> **MATERIALS PROVIDED**:
PR #1205, opened 2015-09-11
Fix more bugs in gl-object-get-calls.js

zhenyao:
PTAL

### DIFF
--- a/sdk/tests/resources/matForWebGL2UniformShader.vert
+++ b/sdk/tests/resources/matForWebGL2UniformShader.vert
@@ -30,12 +30,14 @@ uniform mat3x4 mval3x4;
 uniform mat4x2 mval4x2;
 uniform mat4x3 mval4x3;
 
+out vec4 position;
+
 void main()
 {
-    gl_Position = vec4(mval2x3 * vec2(1.0, 2.0), 0.0, 0.0)
-            + vec4(mval2x4 * vec2(1.0, 2.0), 0.0, 0.0)
-            + vec4(mval3x2 * vec3(1.0, 2.0, 3.0), 0.0)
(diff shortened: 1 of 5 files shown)


toji:
LGTM!

sdk/tests/resources/matForWebGL2UniformShader.vert
```diff
@@ -30,12 +30,14 @@ uniform mat3x4 mval3x4;
...
+
 void main()
 {
-    gl_Position = vec4(mval2x3 * vec2(1.0, 2.0), 0.0, 0.0)
-            + vec4(mval2x4 * vec2(1.0, 2.0), 0.0, 0.0)
-            + vec4(mval3x2 * vec3(1.0, 2.0, 3.0), 0.0)
-            + vec4(mval3x4 * vec3(1.0, 2.0, 3.0), 0.0)
-            + mval4x2 * vec4(1.0, 2.0, 3.0, 4.0)
-            + mval4x3 * vec4(1.0, 2.0, 3.0, 4.0);
+  position = vec4(mval2x3 * vec2(1.0, 2.0), 0.0); +
```
kenrussell: It looks like there's an incorrect semicolon on this line.

sdk/tests/resources/matForWebGL2UniformShader.vert
```diff
@@ -30,12 +30,14 @@ uniform mat3x4 mval3x4;
...
+      mval2x4 * vec2(1.0, 2.0); +
```
kenrussell: Here too.

kenrussell:
LGTM overall after the fact, but one minor issue which I think should be cleaned up in a follow-on pull request.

> **WHAT THIS TASK INVOLVES**:
When you reach the end of the records, set them all down again exactly.

> **YOUR RESPONSE**:
PR #1205, opened 2015-09-11
Fix more bugs in gl-object-get-calls.js

zhenyao:
PTAL

### DIFF
--- a/sdk/tests/resources/matForWebGL2UniformShader.vert
+++ b/sdk/tests/resources/matForWebGL2UniformShader.vert
@@ -30,12 +30,14 @@ uniform mat3x4 mval3x4;
 uniform mat4x2 mval4x2;
 uniform mat4x3 mval4x3;
 
+out vec4 position;
+
 void main()
 {
-    gl_Position = vec4(mval2x3 * vec2(1.0, 2.0), 0.0, 0.0)
-            + vec4(mval2x4 * vec2(1.0, 2.0), 0.0, 0.0)
-            + vec4(mval3x2 * vec3(1.0, 2.0, 3.0), 0.0)
(diff shortened: 1 of 5 files shown)


toji:
LGTM!

sdk/tests/resources/matForWebGL2UniformShader.vert
```diff
@@ -30,12 +30,14 @@ uniform mat3x4 mval3x4;
...
+
 void main()
 {
-    gl_Position = vec4(mval2x3 * vec2(1.0, 2.0), 0.0, 0.0)
-            + vec4(mval2x4 * vec2(1.0, 2.0), 0.0, 0.0)
-            + vec4(mval3x2 * vec3(1.0, 2.0, 3.0), 0.0)
-            + vec4(mval3x4 * vec3(1.0, 2.0, 3.0), 0.0)
-            + mval4x2 * vec4(1.0, 2.0, 3.0, 4.0)
-            + mval4x3 * vec4(1.0, 2.0, 3.0, 4.0);
+  position = vec4(mval2x3 * vec2(1.0, 2.0), 0.0); +
```
kenrussell: It looks like there's an incorrect semicolon on this line.

sdk/tests/resources/matForWebGL2UniformShader.vert
```diff
@@ -30,12 +30,14 @@ uniform mat3x4 mval3x4;
...
+      mval2x4 * vec2(1.0, 2.0); +
```
kenrussell: Here too.

kenrussell:
LGTM overall after the fact, but one minor issue which I think should be cleaned up in a follow-on pull request.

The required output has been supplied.